• **INPUT MATERIAL**:
PR #3969, opened 2022-06-11
fix: Across V1 event clients need to use paginated event search query now that DepositRelayed has over 10,000 events

nicholaspai:
**Motivation**

Some nodes like Infura cannot return more than 10,000 events, and the default search for these clients is set to look up events for ALL of history

**Summary**

Sets a default page size for event queries. Note that `InsuredBridgePriceFeed.getHistoricalPrice` is not used in `insured-bridge-relayer` and its only used in the validation script `getHistoricalPrice`.

**Testing**

- [ ]  New unit tests created
- [ ]  Untested

### DIFF
--- a/packages/financial-templates-lib/src/clients/InsuredBridgeL1Client.ts
+++ b/packages/financial-templates-lib/src/clients/InsuredBridgeL1Client.ts
@@ -103,7 +103,7 @@ export class InsuredBridgeL1Client {
     readonly rateModelStoreAddress: string | null,
     readonly startingBlockNumber = 0,
     readonly endingBlockNumber: number | null = null,
-    readonly blocksPerEventSearch: number | null = 20000
+    readonly blocksPerEventSearch: number | null = null
   ) {
     // Cast the following contracts to web3-specific type
     this.bridgeAdmin = (new l1Web3.eth.Contract(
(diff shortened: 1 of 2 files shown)


packages/financial-templates-lib/src/clients/InsuredBridgeL1Client.ts
```diff
@@ -103,7 +103,7 @@ export class InsuredBridgeL1Client {
     readonly rateModelStoreAddress: string | null,
     readonly startingBlockNumber = 0,
     readonly endingBlockNumber: number | null = null,
-    readonly blocksPerEventSearch: number | null = null
+    readonly blocksPerEventSearch: number | null = 20000
```
nicholaspai, line 106: This shouldn't break V1 bots in prod but worth thinking about

packages/financial-templates-lib/src/price-feed/InsuredBridgePriceFeed.ts
```diff
@@ -69,10 +69,13 @@ export class InsuredBridgePriceFeed extends PriceFeedInterface {
       depositHash: string;
     }
     let matchedRelay: MatchedRelay | undefined;
+    const latestL1Block = await this.l1Client.l1Web3.eth.getBlockNumber()
```
nicholaspai, line 72: This pricefeed is only used in `getHistorifcalPrice.js` script I believe but pls double check me

packages/financial-templates-lib/src/clients/InsuredBridgeL1Client.ts
nicholaspai: I ended up just removing and it still worked

mrice32 (approved):
LGTM!

PR #3970, opened 2022-06-13
fix(protocol): re-generate lockfile to prevent node-gyp errors on `yarn`

ryanwolhuter:
**Motivation**

When running `yarn` in the protocol root directory, I encountered several node-gyp build errors on my Apple Silicon device. These can often be caused by a multitude of factors, but in my case it seems that a stale lockfile was to blame. To prevent this issue happening to others in their setups, we can commit this newly-generated lockfile to be used from this point forward.

**Summary**

1. Deleted the existing lockfile found in the repo.
2. Ran `yarn` with no lockfile, generating a fresh new one.

**Testing**

- [ ]  New unit tests created
- [x]  Untested

### DIFF
--- a/yarn.lock
+++ b/yarn.lock
@@ -11,6 +11,14 @@
     "@openzeppelin/contracts" "4.1.0"
     "@uma/core" "^2.18.0"
 
+"@ampproject/remapping@^2.1.0":
+  version "2.2.0"
+  resolved "https://registry.yarnpkg.com/@ampproject/remapping/-/remapping-2.2.0.tgz#56c133824780de3174aed5ab6834f3026790154d"
+  integrity sha512-qRmjj8nj9qmLTQXXmaR1cck3UXSRMPrbsLJAasZpF+t3riI71BXed5ebIOYwQntykeZuhjsdweEc9BxH5Jc26w==
+  dependencies:
+    "@jridgewell/gen-mapping" "^0.1.0"
+    "@jridgewell/trace-mapping" "^0.3.9"
+
 "@antora/asciidoc-loader@2.3.4":
   version "2.3.4"
   resolved "https://registry.yarnpkg.com/@antora/asciidoc-loader/-/asciidoc-loader-2.3.4.tgz#b5c4b6447981e191cea8438226a8e76904fc1e7d"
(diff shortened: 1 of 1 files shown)


mrice32 (commented):
@ryanwolhuter it looks like this is breaking the build due to some changes in the typescript types/interfaces. Let me know if you'd like any help in resolving this!

chrismaree:
> @ryanwolhuter it looks like this is breaking the build due to some changes in the typescript types/interfaces. Let me know if you'd like any help in resolving this!

ye this is intresting. @ryanwolhuter added this specifically due to his build not working on his local machine but now it does not work in the linux env in CI. The error in CI looks similar to what @md0x was having on his local machine.

ryanwolhuter:
> @ryanwolhuter it looks like this is breaking the build due to some changes in the typescript types/interfaces. Let me know if you'd like any help in resolving this!

This is quite strange indeed. I would definitely like some help!

I tried a couple of things just to see what would happen:

* Pinned the version of typescript to exact; I figured maybe a later version of ts throws an error that the current did not.
* Pinned the version of web3 to exact; I figured maybe the types defined in there had changed.

Neither made any difference.

The error that makes the build fail is:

• **WHAT YOU ARE ASKED TO DO**: Output the lines above verbatim and in full.

• **SOLUTION FOR THIS EXERCISE**:
PR #3969, opened 2022-06-11
fix: Across V1 event clients need to use paginated event search query now that DepositRelayed has over 10,000 events

nicholaspai:
**Motivation**

Some nodes like Infura cannot return more than 10,000 events, and the default search for these clients is set to look up events for ALL of history

**Summary**

Sets a default page size for event queries. Note that `InsuredBridgePriceFeed.getHistoricalPrice` is not used in `insured-bridge-relayer` and its only used in the validation script `getHistoricalPrice`.

**Testing**

- [ ]  New unit tests created
- [ ]  Untested

### DIFF
--- a/packages/financial-templates-lib/src/clients/InsuredBridgeL1Client.ts
+++ b/packages/financial-templates-lib/src/clients/InsuredBridgeL1Client.ts
@@ -103,7 +103,7 @@ export class InsuredBridgeL1Client {
     readonly rateModelStoreAddress: string | null,
     readonly startingBlockNumber = 0,
     readonly endingBlockNumber: number | null = null,
-    readonly blocksPerEventSearch: number | null = 20000
+    readonly blocksPerEventSearch: number | null = null
   ) {
     // Cast the following contracts to web3-specific type
     this.bridgeAdmin = (new l1Web3.eth.Contract(
(diff shortened: 1 of 2 files shown)


packages/financial-templates-lib/src/clients/InsuredBridgeL1Client.ts
```diff
@@ -103,7 +103,7 @@ export class InsuredBridgeL1Client {
     readonly rateModelStoreAddress: string | null,
     readonly startingBlockNumber = 0,
     readonly endingBlockNumber: number | null = null,
-    readonly blocksPerEventSearch: number | null = null
+    readonly blocksPerEventSearch: number | null = 20000
```
nicholaspai, line 106: This shouldn't break V1 bots in prod but worth thinking about

packages/financial-templates-lib/src/price-feed/InsuredBridgePriceFeed.ts
```diff
@@ -69,10 +69,13 @@ export class InsuredBridgePriceFeed extends PriceFeedInterface {
       depositHash: string;
     }
     let matchedRelay: MatchedRelay | undefined;
+    const latestL1Block = await this.l1Client.l1Web3.eth.getBlockNumber()
```
nicholaspai, line 72: This pricefeed is only used in `getHistorifcalPrice.js` script I believe but pls double check me

packages/financial-templates-lib/src/clients/InsuredBridgeL1Client.ts
nicholaspai: I ended up just removing and it still worked

mrice32 (approved):
LGTM!

PR #3970, opened 2022-06-13
fix(protocol): re-generate lockfile to prevent node-gyp errors on `yarn`

ryanwolhuter:
**Motivation**

When running `yarn` in the protocol root directory, I encountered several node-gyp build errors on my Apple Silicon device. These can often be caused by a multitude of factors, but in my case it seems that a stale lockfile was to blame. To prevent this issue happening to others in their setups, we can commit this newly-generated lockfile to be used from this point forward.

**Summary**

1. Deleted the existing lockfile found in the repo.
2. Ran `yarn` with no lockfile, generating a fresh new one.

**Testing**

- [ ]  New unit tests created
- [x]  Untested

### DIFF
--- a/yarn.lock
+++ b/yarn.lock
@@ -11,6 +11,14 @@
     "@openzeppelin/contracts" "4.1.0"
     "@uma/core" "^2.18.0"
 
+"@ampproject/remapping@^2.1.0":
+  version "2.2.0"
+  resolved "https://registry.yarnpkg.com/@ampproject/remapping/-/remapping-2.2.0.tgz#56c133824780de3174aed5ab6834f3026790154d"
+  integrity sha512-qRmjj8nj9qmLTQXXmaR1cck3UXSRMPrbsLJAasZpF+t3riI71BXed5ebIOYwQntykeZuhjsdweEc9BxH5Jc26w==
+  dependencies:
+    "@jridgewell/gen-mapping" "^0.1.0"
+    "@jridgewell/trace-mapping" "^0.3.9"
+
 "@antora/asciidoc-loader@2.3.4":
   version "2.3.4"
   resolved "https://registry.yarnpkg.com/@antora/asciidoc-loader/-/asciidoc-loader-2.3.4.tgz#b5c4b6447981e191cea8438226a8e76904fc1e7d"
(diff shortened: 1 of 1 files shown)


mrice32 (commented):
@ryanwolhuter it looks like this is breaking the build due to some changes in the typescript types/interfaces. Let me know if you'd like any help in resolving this!

chrismaree:
> @ryanwolhuter it looks like this is breaking the build due to some changes in the typescript types/interfaces. Let me know if you'd like any help in resolving this!

ye this is intresting. @ryanwolhuter added this specifically due to his build not working on his local machine but now it does not work in the linux env in CI. The error in CI looks similar to what @md0x was having on his local machine.

ryanwolhuter:
> @ryanwolhuter it looks like this is breaking the build due to some changes in the typescript types/interfaces. Let me know if you'd like any help in resolving this!

This is quite strange indeed. I would definitely like some help!

I tried a couple of things just to see what would happen:

* Pinned the version of typescript to exact; I figured maybe a later version of ts throws an error that the current did not.
* Pinned the version of web3 to exact; I figured maybe the types defined in there had changed.

Neither made any difference.

The error that makes the build fail is:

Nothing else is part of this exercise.